July 5, 2017 4:54 pm
‘If only life were that simple…’ A hackneyed phrase, yet one we have all doubtless uttered at one time or another.
In 2017, we can attest to the reality of an increasingly complex, hurried and artificial world, a situation that is both thrilling and anxiety-provoking in equal measure. With a certain amount of wit and wisdom, we are able to navigate through the chaos, often finding beauty and pleasure in that which is natural and uncomplicated: a hand spun Afghan wool kilim, a natural timber veneer lamp or an organic cotton shirt, are just a few simple examples.
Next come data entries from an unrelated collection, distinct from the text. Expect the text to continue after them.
PR #19586, opened 2025-03-13
[release-3.5] [Solution 1] Auto sync members in v3store if Islearner is the only field that differs between v2store and v3store

ahrtr:
Provide a fix for the users who have already been affected by https://github.com/etcd-io/etcd/issues/19557

### DIFF
--- a/server/embed/etcd.go
+++ b/server/embed/etcd.go
@@ -299,6 +299,9 @@ func StartEtcd(inCfg *Config) (e *Etcd, err error) {
 		zap.Strings("listen-metrics-urls", e.cfg.getMetricsURLs()),
 	)
 	serving = true
+
+	e.Server.SyncLearnerPromotionIfNeeded()
+
 	return e, nil
 }
 
--- a/server/etcdserver/api/membership/cluster.go
+++ b/server/etcdserver/api/membership/cluster.go
@@ -23,6 +23,7 @@ import (
 	"errors"
 	"fmt"
 	"path"
+	"reflect"
 	"sort"
 	"strings"
 	"sync"
@@ -540,6 +541,53 @@ func (c *RaftCluster) PromoteMember(id types.ID, shouldApplyV3 ShouldApplyV3) {
 		zap.String("local-member-id", c.localID.String()),
 		zap.String("promoted-member-id", id.String()),
 	)
+}
+
+func (c *RaftCluster) SyncLearnerPromotionIfNeeded() {
+	c.Lock()
+	defer c.Unlock()
+
+	v2Members, _ := membersFromStore(c.lg, c.v2store)
+	v3Members, _ := membersFromBackend(c.lg, c.be)
+
+	for id, v2Member := range v2Members {
+		v3Member, ok := v3Members[id]
+
+		if !ok {
+			c.lg.Error("Detected member only in v2store but missing in v3store", zap.String("member", fmt.Sprintf("%+v", *v2Member)))
+			continue
+		}
+
+		// A peerURL list is considered the same regardless of order.
+		clonedV2Member := v2Member.Clone()
+		sort.Strings(clonedV2Member.PeerURLs)
+
+		clonedV3Member := v3Member.Clone()
+		sort.Strings(clonedV3Member.PeerURLs)
+
+		if reflect.DeepEqual(clonedV2Member.RaftAttributes, clonedV3Member.RaftAttributes) {
+			c.lg.Info("Member's RaftAttributes is consistent between v2store and v3store", zap.String("member", fmt.Sprintf("%+v", *v2Member)))
+			continue
+		}
+
+		// Sync member iff both conditions below are true,
+		//  1. IsLearner is the only field in RaftAttributes that differs between v2store and v3store.
+		//  2. v2store.IsLearner == false && v3store.IsLearner == true.
+		clonedV3Member.IsLearner = false
+		if reflect.DeepEqual(clonedV2Member.RaftAttributes, clonedV3Member.RaftAttributes) {
+			syncedV3Member := v3Member.Clone()
+			syncedV3Member.IsLearner = false
+			c.lg.Warn("Syncing member in v3store", zap.String("member", fmt.Sprintf("%+v", *syncedV3Member)))
+			unsafeHackySaveMemberToBackend(c.lg, c.be, syncedV3Member)
+			c.be.ForceCommit()
+			continue
+		}
+
+		c.lg.Error("Cannot sync member in v3store due to IsLearner not being the only field that differs between v2store amd v3store",
+			zap.String("v2member", fmt.Sprintf("%+v", *v2Member)),
+			zap.String("v3member", fmt.Sprintf("%+v", *v3Member)),
+		)
+	}
 }
 
 func (c *RaftCluster) UpdateRaftAttributes(id types.ID, raftAttr RaftAttributes, shouldApplyV3 ShouldApplyV3) {
--- a/server/etcdserver/api/membership/cluster_test.go
+++ b/server/etcdserver/api/membership/cluster_test.go
@@ -24,7 +24,7 @@ import (
 
 	"github.com/coreos/go-semver/semver"
 	"github.com/stretchr/testify/assert"
-	betesting "go.etcd.io/etcd/server/v3/mvcc/backend/testing"
+	"github.com/stretchr/testify/require"
 	"go.uber.org/zap"
 	"go.uber.org/zap/zaptest"
 
@@ -33,6 +33,7 @@ import (
 	"go.etcd.io/etcd/raft/v3/raftpb"
 	"go.etcd.io/etcd/server/v3/etcdserver/api/v2store"
 	"go.etcd.io/etcd/server/v3/mock/mockstore"
+	betesting "go.etcd.io/etcd/server/v3/mvcc/backend/testing"
 )
 
 func TestClusterMember(t *testing.T) {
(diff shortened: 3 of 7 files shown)


ahrtr:
@ivanvc once this PRs get merged and a couple of days workflow/pipeline soak, then we are ready to release 3.5.20.

@fuweid the new Kubeadm style e2e test should pass once 3.5.20 is out.

server/etcdserver/api/membership/cluster_test.go
```diff
@@ -1210,3 +1211,130 @@ func TestRemoveMemberSyncsBackendAndStoreV2(t *testing.T) {
...
+						PeerURLs:  []string{"http://10.0.0.9:2380"},
+						IsLearner: true,
+					},
+				},
+			},
+			expectV3Members: map[types.ID]*Member{
+				100: {
+					ID: 100,
+					RaftAttributes: RaftAttributes{
+						PeerURLs:  []string{"http://10.0.0.9:2380"},
```
siyuanfoundation, line 1308: nit: is it possible for the `PeerURLs` to be the same but ordered differently in v2store and v3 store?

ahrtr: > is it possible for the `PeerURLs` to be the same but ordered differently in v2store and v3 store?

It's not possible. The whole `RaftAttributes` is always json.Marshalled or json.Unmarshalled into/from both v2store and v3store. release-3.5 is a stable release, we will never change that logic / order.

ahrtr: Updated even it's not possible. The implementation should be correct by itself

ahrtr:
Hi folks, please take a look when you get time, thx

server/embed/etcd.go
```diff
@@ -299,6 +299,9 @@ func StartEtcd(inCfg *Config) (e *Etcd, err error) {
 		zap.Strings("listen-metrics-urls", e.cfg.getMetricsURLs()),
 	)
 	serving = true
+
+	e.Server.SyncLearnerPromotionIfNeeded()
```
serathius, line 303: Changing cluster membership after the apply loop has been started seems like a bad idea. My expectation was that we shouldn't modify cluster state outside apply loop. Any reason to do that?

server/etcdserver/api/membership/cluster.go
```diff
@@ -542,6 +543,53 @@ func (c *RaftCluster) PromoteMember(id types.ID, shouldApplyV3 ShouldApplyV3) {
...
 }
 
+func (c *RaftCluster) SyncLearnerPromotionIfNeeded() {
+	c.Lock()
+	defer c.Unlock()
+
+	v2Members, _ := membersFromStore(c.lg, c.v2store)
+	v3Members, _ := membersFromBackend(c.lg, c.be)
+
+	for id, v2Member := range v2Members {
```
serathius, line 553: For v3.6 we care about v3membership information. If for some reason v2 and v3 has different members (this is what happen in previous attempt to make v3 authoritative), it's safer to check v3 members.

server/etcdserver/api/membership/cluster.go
```diff
@@ -542,6 +543,53 @@ func (c *RaftCluster) PromoteMember(id types.ID, shouldApplyV3 ShouldApplyV3) {
...
+		}
+
+		// A peerURL list is considered the same regardless of order.
+		clonedV2Member := v2Member.Clone()
+		sort.Strings(clonedV2Member.PeerURLs)
+
+		clonedV3Member := v3Member.Clone()
+		sort.Strings(clonedV3Member.PeerURLs)
+
+		if reflect.DeepEqual(clonedV2Member.RaftAttributes, clonedV3Member.RaftAttributes) {
```
serathius, line 568: Could you just compare IsLearner? We don't care about other information

server/etcdserver/api/membership/cluster.go
```diff
@@ -542,6 +543,53 @@ func (c *RaftCluster) PromoteMember(id types.ID, shouldApplyV3 ShouldApplyV3) {
...
+
+		// Sync member iff both conditions below are true,
+		//  1. IsLearner is the only field in RaftAttributes that differs between v2store and v3store.
+		//  2. v2store.IsLearner == false && v3store.IsLearner == true.
+		clonedV3Member.IsLearner = false
+		if reflect.DeepEqual(clonedV2Member.RaftAttributes, clonedV3Member.RaftAttributes) {
+			syncedV3Member := v3Member.Clone()
+			syncedV3Member.IsLearner = false
+			c.lg.Warn("Syncing member in v3store", zap.String("member", fmt.Sprintf("%+v", *syncedV3Member)))
+			unsafeSaveMemberToBackend(c.lg, c.be, syncedV3Member)
```
serathius, line 581: `unsafeSaveMemberToBackend` uses `LockInsideApply` this means two thing:
* This would cause CI to be incorrectly flushed (see my recommendation above about doing changes to members from apply loop).
* The validation for `LockInsideApply` didn't catch this locking. We should double check why.

server/embed/etcd.go
ahrtr: Expectation is good, but not feasible.

I already clarified it in the comment for the method. We must wait for etcd finishes replaying the WAL records.

server/etcdserver/api/membership/cluster.go
ahrtr: This PR is for 3.5 instead of 3.6. In 3.5, v2store is the source of truth. Also we are syncing from v2store to v3store.

Also note that we need to check both v2 and v3store, the member ID must match. Not sure what's your concern here.

server/etcdserver/api/membership/cluster.go
ahrtr: > * This would cause CI to be incorrectly flushed (see my recommendation above about doing changes to members from apply loop).

thx for pointing this out. Will update to use the LockOutsideApply.



> * The validation for `LockInsideApply` didn't catch this locking. We should double check why.

because there isn't an e2e test to trigger it being executed. 

PTAL https://github.com/etcd-io/etcd/pull/19602, once it gets merged, will continue to update that e2e test in this PR.

server/etcdserver/api/membership/cluster.go
ahrtr: RaftAttribute includes both peerURLs and IsLearner, both of them should always match between v2 and v3store. I think it's more prudent to double check peerURL matches.

server/embed/etcd.go
serathius: > We must wait for etcd finishes replaying the WAL records.

Yes, we can also do that in apply loop.

ahrtr: > Yes, we can also do that in apply loop.

If we intentionally issue a member promotion request, then only one member should do it. Then we must wait for leader gets elected?

I really hate the leader's privilege mode; it causes some uncertainties, i.e. leader change etc.  I agree that doing this outside of apply loop isn't ideal, but actually it's safe for this specific case. And we would never let such code/implementation go into main branch.

serathius: I'm not proposing to do a member promotion request.

Just a local patching of v3store:
* When bootstrapping read v2 and v3, if there is a unpromoted member in v3 that is promoted in v2, we can mark this member in v3 as promoted. This is correct because it member can only be promoted once and v2 has always older data than v3.
* To handle Promote Member in WAL, depending on etcd version:
  * For v3.5, it should just work with fixes for PromoteMember. This should work as v2 store is the source of truth.
  * For v3.6, when bootstrapping we read WAL since v2 snapshot, if we find any MemberPromote, just mark it as promoted in v3. This needs to be done before we start raft as v3 store should be source of truth.

Proposed actions are based on assumption (would need to confirm as I might remember it wrongly), that in v3.6 the v3 store is source of truth of membership even when raft is just started and even during replaying of WAL entries between v2 snapshot and v3 consistent index.

ahrtr: > * For v3.5, it should just work with fixes for PromoteMember. This should work as v2 store is the source of truth.

Normally it won't work because the index might be < consistent_index. It means that we need to make an exception for learner promotion request, apply it for v3store anyway no matter `shouldApplyV3` is true or not. 

More important is that it may cause data inconsistence in mix version case, i.e. 3.5.19 vs 3.5.20. In 3.5.19 it won't apply, but 3.5.20 apply, then they may end of having different consisitent index.



> in v3.6 the v3 store is source of truth of membership even when raft is just started and even during replaying of WAL entries between v2 snapshot and v3 consistent index.

It's true. But still I don't think we should do any such hacky workaround in 3.6.

serathius: > Normally it won't work because the index might be < consistent_index. It means that we need to make an exception for learner promotion request, apply it for v3store anyway no matter shouldApplyV3 is true or not.

Right, forgot about it.

> More important is that it may cause data inconsistence in mix version case, i.e. 3.5.19 vs 3.5.20. In 3.5.19 it won't apply, but 3.5.20 apply, then they may end of having different consisitent index.

Not sure how. We just override the field without bumping CI.

serathius: > It's true. But still I don't think we should do any such hacky workaround in 3.6.

Heh, would love to have robustness tests work for membership information. It's just hard to test non linearizable requests and dynamic clusters.

ahrtr: > Not sure how. We just override the field without bumping CI.

You are also creating the second big exception: use `LookOutsideApply` in apply. Also you won't advance the consistent_index even in normal case (promoting a new learner which is added in 3.5.20).

ahrtr: As mentioned in https://github.com/etcd-io/etcd/issues/19557#issuecomment-2713409509, doing such hacky auto-sync in 3.6 is almost infeasible.

I am updating the e2e test right now, still following the existing approach...

server/etcdserver/api/membership/cluster.go
ahrtr: can we resolve this comment?

server/etcdserver/api/membership/cluster.go
ahrtr: can we resolve this comment?

server/etcdserver/api/membership/cluster.go
ahrtr: updated.

ahrtr:
e2e test updated, PTAL, thx

server/embed/etcd.go
ahrtr: Just raised another PR (solution 2) https://github.com/etcd-io/etcd/pull/19606

ahrtr: Hash only is calcuated based on key space. 

pls review https://github.com/etcd-io/etcd/pull/19606 instead, let's not waste time

ahrtr: also data inconsistence has nothing to do with this PR (and https://github.com/etcd-io/etcd/pull/19606). 

mix-version will lead to member ship data inconsistence, but it will converge once upgrading to 3.5.20+

ahrtr: I pinged your guys in slack, also clearly mentioned that preferred to https://github.com/etcd-io/etcd/pull/19606. It's really confused why you still review this PR? 

If you insist on reviewing this PR, as least you should state why you prefer to this PR firstly, instead of wasting time to still review it.

siyuanfoundation: If you had closed this PR, then that would not have result in the confusion.

ahrtr: I already clarified in above comment. What confusion do you still have? 

again, let's focus on https://github.com/etcd-io/etcd/pull/19606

Man-made materials such as plastic, glass, concrete and steel, have indisputably revolutionised the way in which we live. While there are countless examples of beautiful buildings and objects made using these materials, they can lack a certain degree of warmth and humility. Conversely, natural materials are almost invariably warm, pleasing and tactile; they possess a sense of honesty, modesty and sustainability. Prime examples include wood, leather, stone (marble, granite and slate), iron, cotton, silk, and natural inks and dyes (extracted from dye plants and organic produce, such as soy, starch and sugars).
At LZF, wood is central to every handmade lamp. A material filled with integrity, clarity and depth, wood’s application to design is rich and varied, functional and artistic. Wood’s malleability and sustainable properties, its uniqueness, solidity and warmth, ensure its continued popularity in a range of settings and conditions. Using natural timber veneers, LZF’s designers and craftsmen have built an array of fine, original lights. Despite the complexity of each design, simplicity and naturalness are intrinsic components of every LZF lamp. Moreover, LZF’s knack for presentation shows the quality of its lights in a varied range of quiet, simple environments.
Life is fast and frantic, sometimes coming apart at the seams, other times filled with joy and wonder. The act of slowing down, of appreciating the beauty of our natural world and the beauty found in natural materials, is not philosophical or profound: its merely wonderful common sense.